The Era of Extermination: Genocide and the Politics of Violence

Over the past decades, the Palestinian people have endured all forms of targeted violence—physical, psychological, humanitarian, and more—often in silence. In the past year and a half, Israel has carried out deliberate acts of violence and extermination against Palestinians, both inside and outside of Palestine.
This includes mass violence and destruction aimed at wiping out the population of Gaza. Homes, hospitals, and universities have been destroyed. Water, electricity, and food have been cut off. Journalists and humanitarian workers have been targeted. Entire neighborhoods have been flattened—along with the people who lived in them.
And it is all happening in plain sight. For the first time in history, we are witnessing genocide streamed online. It’s clear that we are unable to stop it and even clearer that we are powerless.
Behind the missiles lies a network of global power, while people we know are being bombed day and night, year after year. The kind of power that has risen in recent years seems to belong only to those capable of inflicting the greatest destruction.
This brings us to the eternal human dilemma: power breeds violence, and violence only leads to more violence.
The violence and aggression seen in recent years across the world reveals a pattern of targeted aggression against the will of the people. It suppresses those who dare to oppose their governments and political leaders who support ongoing genocide—whether through arms deliveries or political and diplomatic backing.
The rise of violent movements is not a result of confidence; it coincides with the rise of far-right-wing politicians across the world. Even conservative politicians, in order to protect their positions, have become more extreme than the extremists themselves.
In Germany, which has been led by conservative parties for decades, this has been clear in its response to the Palestinian political situation. Over the past few years, whenever Palestinian demonstrations have taken place in Berlin the police have responded with clear violence and aggression, making it obvious to participants that they were being targeted not only for who they are, but for how fragile, powerless, and useless they are made to feel.
Germany has not stopped at banning Palestinian demonstrations from taking place in public spaces. It has launched another wave of violence, targeting businesses, homes, and events simply because individuals express political views opposing the ongoing genocide in Gaza—whether on social media or at public talks.
This wave of violence against Palestinians—both within and beyond Germany—is being driven by conservative parties that continue to supply arms to Israel and support the most extremist and genocidal regimes—one that has been openly calling for ethnic cleansing for years—freely, through every media channel. And they don’t stop at military deliveries, but also provide full diplomatic and political cover.
All of this is happening in parallel with the rise of the far-right party, AfD, whose growing influence in German politics has made it the second-largest party and the largest opposition force in the 21st Bundestag.
This is just one example of so-called conservative—democratic—parties steering a country through an era defined by violence, all while increasingly aligning themselves with, or even adopting, the extremist ideology and policies of fascist far-right movements.
There is little difference between these kinds of regimes and other police states regimes like Egypt, which has used violence since the very first day of its rule. As we’ve seen, Egypt has already imprisoned many people simply for demonstrating in the streets or advocating for protests without any legitimate reason to keep them in jail to this day.
All of this is happening without any limits—just regimes asserting their authority through violence, establishing a rule: that violence is reserved for those who can both enforce and justify it.
The growing use of terms like national security, self-defense, militarism and instability reveals how these words have become part of a regime strategy to normalize violence, surveillance, and occupation. They are weaponized to justify actions that grant regimes the authority to carry out any act of violence.
Violence has always been—and is increasingly becoming—a global tool used by regimes both large and small, regardless of whether it is necessary or justified. It has become a strategy that allows politicians to maintain their grip on power for the long term and to impose fear on their own citizens.

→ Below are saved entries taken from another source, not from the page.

PR #1273, opened 2024-07-15
Doxyfile: Undo search/replace, use 'Filters' term

waywardmonkeys:


SanderMertens:
I actually think this should be either rules or filters :-) If you see querys, it's a filter/rule find&replace renaming artifact.

waywardmonkeys:
@SanderMertens Right! Fixed and re-pushed.

The good news is that with this, there are no known spelling errors in the codebase. :)

SanderMertens:
Thanks for the PR!

PR #789, opened 2018-05-03
fix(auto-place): fix infinite loop during auto-place

### LINKED ISSUE #788: Infinite loop in Auto-place after a BoundaryEvent in a corner
### Expected Behavior

Auto-placement of element after BoundaryEvent.

### Actual Behavior

Infinite loop caused by a NaN.

### Steps to reproduce the Behavior

Infinite loop

Error seems to be in ./lib/features/auto-place/AutoPlaceUtil.js in L54, when orientation is set to 'top-right' or another corner, verticalDistances[orientation] returns NaN.
It then create an infinite loop.

nboissel:
Fix NaN return while autoplace an element after a BoundaryEvent in a corner.

Fixes #788

### Proposed Changes
Replace dict by function that computes vertical distance of an element after a boundary placed in a corner.

### DIFF
--- a/lib/features/auto-place/AutoPlaceUtil.js
+++ b/lib/features/auto-place/AutoPlaceUtil.js
@@ -42,16 +42,19 @@ export function getFlowNodePosition(source, element) {
     }
   }
 
-  var verticalDistances = {
-    left: 0,
-    right: 0,
-    top: -1 * rowSize,
-    bottom: rowSize
-  };
+  function getVerticalDistance(orient) {
+    if (orient.indexOf('top') != -1) {
+      return -1 * rowSize;
+    } else if (orient.indexOf('bottom') != -1) {
+      return rowSize;
+    } else {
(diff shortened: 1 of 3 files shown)


nikku:
Do you mind adding a test case that verifies the loop is fixed, too.

Should be as straight forward, as we already got good auto-place test coverage in [`AutoPlaceSpec`](https://github.com/bpmn-io/bpmn-js/blob/master/test/spec/features/auto-place/AutoPlaceSpec.js#L199).

nboissel:
Sure.
I add this boundary on an existing task in the test process. Hope this will be fine (this task was not used in the test yet)

nikku:
Merged your changes via https://github.com/bpmn-io/bpmn-js/commit/9379abafcc0b3c75e70bb75fe64d4d670c72a0c0. Thanks for both, the bug report and your fix.

PR #792, opened 2018-05-09
chore(contextPadProvider): adjust popupMenu method calls

pedesen:
Since breaking changes were introduced in diagram-js
popupMenu methos calls need to be adjusted

* call popupMenu#open with element, id and position as params
* call popupMenu#isEmpty with element and providerId as params
* remove popupMenu#create call

Related to bpmn-io/diagram-js#253


nikku:
Merged via https://github.com/bpmn-io/bpmn-js/commit/17896df65cdd940e669494e8411528fb213337f2.

PR #800, opened 2018-05-22
feat(replace): Keep timer boundary config when just switching interrupt

### LINKED ISSUE #799: Boundary TimerEventDefinitions config lost when switching between interrupting and non-interrupting
Hello,

The title is quite self explanatory. Configuration of boundary timer is lost when switching between interrupting and non-interrupting as its configuration is embedded in a child element and not in attributes.

Boundary timers can keep their configuration since it's just a small change in behavior.

My PR is coming for this if you also consider this as an issue.

nboissel:
TimerEventDefinitions loose its configuration (which is a child element) when switching between interrupting and not interrupting.

Fixes #799

### Proposed Changes

* Copy timerEventDefinition child if switch appends between two timerBoundary

### DIFF
--- a/lib/features/replace/BpmnReplace.js
+++ b/lib/features/replace/BpmnReplace.js
@@ -144,6 +144,30 @@ export default function BpmnReplace(
     // initialize custom BPMN extensions
     if (target.eventDefinitionType) {
       newElement.eventDefinitionType = target.eventDefinitionType;
+
+      // Keep timer event def config if switching between interrupting and non-interrupting
+      if (oldBusinessObject.eventDefinitions) {
+        var oldEventDef = oldBusinessObject.eventDefinitions[0];
+        if (oldEventDef &&
+            is(oldEventDef, 'bpmn:TimerEventDefinition') &&
+            target.eventDefinitionType === oldEventDef.$type) {
+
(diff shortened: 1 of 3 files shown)


nboissel:
After further investigation, I must miss something because the timer configuration is well kept but there is a second empty <timerEventDefinition /> in the XML when I save it.
Any idea about that? Do you know where it could be created?

nikku:
Looking at your changes and the overall matter right now. Trying to figure out, what's up :sweat_smile:.

nikku:
As part of _replace_ we clone properties (cf. [`BpmnReplace#L147`](https://github.com/bpmn-io/bpmn-js/blob/c8db48a8272cb3bf762ff6d5a5b94ff1f1082d05/lib/features/replace/BpmnReplace.js#L147)) but excluded the event definitions until now.

The proper fix ensures we clone the definitions, if appropriate (cf. https://github.com/bpmn-io/bpmn-js/commit/c8db48a8272cb3bf762ff6d5a5b94ff1f1082d05).

nikku:
Thanks for the PR.

The appropriate fix will be merged via https://github.com/bpmn-io/bpmn-js/pull/818.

The voices of extremists have become stronger, louder, and more influential than those of moderates—raising the risk of an escalating cycle in which extremist voices dominate and clash with one another.

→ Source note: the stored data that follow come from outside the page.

PR #801, opened 2018-05-24
Text rendering unification

nikku:
This factors out text rendering and dimension computation into a `TextRenderer` service.

As a result, we get rid of a little bit of code duplication.


nikku:
Restored commit: https://github.com/bpmn-io/bpmn-js/commit/4bb270f19279db40f9cc3c179e09ee3a9a114e7c

PR #842, opened 2018-08-01
fix(chore): fix main file location, ensure compatibility with nodejs

huochunpeng:
The current setup uses implicit default main file `index.js` which uses es6 native module `import` syntax, and directly loads from source file (`lib` folder) which uses native module `import` syntax too.

The whole setup bypasses `dist` file prepared by rollup.

The reason that this setup still works in webpack, is webpack supports es6 native module `import` syntax. We don't have the luck if we use the main file in nodejs or browser environments directly (both currently do not support `import` syntax by default).

### DIFF
--- a/index.js
+++ b/index.js
@@ -1,3 +1,0 @@
-export {
-  default
-} from './lib/Viewer';
--- a/package.json
+++ b/package.json
@@ -2,6 +2,7 @@
   "name": "bpmn-js",
   "version": "2.4.1",
   "description": "A bpmn 2.0 toolkit and web modeler",
+  "main": "dist/bpmn-viewer.production.min.js",
   "scripts": {
     "all": "run-s lint test distro test:distro",
     "lint": "eslint .",
--- a/test/spec/ViewerSpec.js
+++ b/test/spec/ViewerSpec.js
@@ -2,8 +2,6 @@ import TestContainer from 'mocha-test-container-support';
 
 import Diagram from 'diagram-js/lib/Diagram';
 
-import ViewerDefaultExport from '../../';
-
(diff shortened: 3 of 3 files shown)


nikku:
What is your setup / which setups would you like to support?

huochunpeng:
The linked issue above uses aureli-cli which uses a requirejs based build, it supports normal commonjs/umd/amd code which is shipped by most npm packages.

The current setup stops nodejs with a simple `var BpmnJS = require('bpmn-js');`.
But `var BpmnJS = require('bpmn-js/dist/bpmn-viewer.production.min');` works fine after properly preparing `jsdom`.

nikku:
I guess aurelia is using browserify to consume libraries and bundle things for the browser. 

Did you consider adding the respective `babelify` transform to translate ES module import / export declarations to cjs?

nikku:
The alternative is to use the workaround you provide.

huochunpeng:
I understand, this is not a big issue for using bpmn in aurelia. After all, it's your call whether to make it smoother to nodejs env and other bundlering tool other than webpack.

nikku:
> After all, it's your call whether to make it smoother to nodejs env and other bundlering tool other than webpack.

We came from CommonJS and switched to ES modules for reasons such as smaller bundle sizes / tree shaking. My guess is that eventually, all decent bundlers _and_ NodeJS will understand ES modules, as it is the new standard for JavaScript modules.

Before we reach this point, people that are forced into AMD / cjs environments with no ability to control the actual transpilation should resort to the workaround you mentioned:

> `var BpmnJS = require('bpmn-js/dist/bpmn-viewer.production.min')` works fine after properly preparing jsdom.

PR #873, opened 2018-10-16
784 no boundary event after event based gateway

pinussilvestrus:
Implemented a Bpmn rule that it shouldn't be possible to attach a BoundaryEvent on a ReceiveTask following a  EventBasedGateway in two different ways:

- It isn't possible to attach a BoundaryEvent on a ReceiveTask which is already connected after a EventBasedGateway (BpmnRule)
- Deletion of attached BoundaryEvent after connecting a EventBasedGateway to a ReceiveTask (Behavior)

Closes https://github.com/camunda/camunda-modeler/issues/784

### DIFF
--- a/lib/features/modeling/behavior/ConnectEventBasedGatewayBehavior.js
+++ b/lib/features/modeling/behavior/ConnectEventBasedGatewayBehavior.js
@@ -1,0 +1,47 @@
+import inherits from 'inherits';
+
+import CommandInterceptor from 'diagram-js/lib/command/CommandInterceptor';
+
+import { is } from '../../../util/ModelUtil';
+
+import {
+  filter
+} from 'min-dash';
+
+
+/**
+ * Behavior for deleting boundaries from receive task after connecting them with event based gateway
+ */
+export default function ConnectEventBasedGatewayBehavior(eventBus, modeling) {
+
+  CommandInterceptor.call(this, eventBus);
+
+  function extractBoundaryEvents(element) {
+    return filter(element.attachers, function(attacher) {
+      return is(attacher, 'bpmn:BoundaryEvent');
+    });
+  }
+
+  this.postExecute('connection.create', function(context) {
+    var source = context.context.source,
+        target = context.context.target,
+        boundaries = extractBoundaryEvents(target);
+
+    if (
+      is(source, 'bpmn:EventBasedGateway') &&
+      is(target, 'bpmn:ReceiveTask') &&
+      boundaries.length > 0
+    ) {
+      modeling.removeElements(boundaries);
+    }
+
+  });
+}
+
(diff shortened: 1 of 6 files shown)


pinussilvestrus:
after review session with @barmac another case should be considered:
- change type of gateway to eventbasedgateway which is still connected to receive task with boundary --> boundary should be removed

lib/features/modeling/behavior/ConnectEventBasedGatewayBehavior.js
```diff
@@ -0,0 +1,51 @@
...
+import {
+  filter
+} from 'min-dash';
+
+
+/**
+ * Behavior for deleting boundaries from receive task after connecting them with event based gateway
+ */
+export default function ConnectEventBasedGatewayBehavior(
+    eventBus, modeling, bpmnRules) {
```
barmac: `bpmnRules` is actually never used, so I think we should remove it before merge.

lib/features/modeling/behavior/ConnectEventBasedGatewayBehavior.js
```diff
@@ -0,0 +1,51 @@
...
+    );
+  }
+
+  this.postExecute('connection.create', function(context) {
+    var source = context.context.source,
+        target = context.context.target;
+
+    if (is(source, 'bpmn:EventBasedGateway') &&
+        isReceiveTaskWithBoundary(target)) {
+      modeling.removeElements(extractBoundaryEvents(target));
```
barmac: So we invoke `extractBoundaryEvents` twice: first to check if the element is a `ReceiveTask` with `BoundaryEvent`s, and then to filter out all the `BoundaryEvent`s and remove them. Why don't we filter the events once and then remove them? :)

test/spec/features/modeling/behavior/ConnectEventBasedGatewayBehaviorSpec.js
```diff
@@ -0,0 +1,36 @@
...
+import coreModule from 'lib/core';
+
+
+describe('features/modeling/behavior - connect event based gateway to receive task with boundary', function() {
+
+  var testModules = [ coreModule, modelingModule ];
+
+  var diagramXML = require('./ConnectEventBasedGatewayBehavior.bpmn');
+
+  beforeEach(bootstrapModeler(diagramXML, { modules: testModules.concat(modelingModule) }));
```
barmac: Why do we add `modelingModule` second time here? The tests seem to work without it.

lib/features/modeling/behavior/ConnectEventBasedGatewayBehavior.js
pinussilvestrus: adjust and rebased it :)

But this also points to the absence of moderate voices. Is it that they are not being raised loudly enough, or are they being systematically deplatformed? In recent years, it has become increasingly clear that moderate voices and ideologies have failed to take actionable, strong, and viable steps to counter extremist narratives or to offer alternatives to the current political situation.
It is also clear that media platforms have become heavily politicized, giving space to extremists to project and promote their ideologies. But just as clear is that we—the people—have been unable to take a collective stand to push back against these voices. Until we do, extremist narratives will continue to gain ground and fill the void left by our inaction.
What has been happening in Palestine and Gaza for years is a political mirror of global politics where ethnic cleansing and genocide are carried out in full view of the world, without intervention or even the intention to stop it.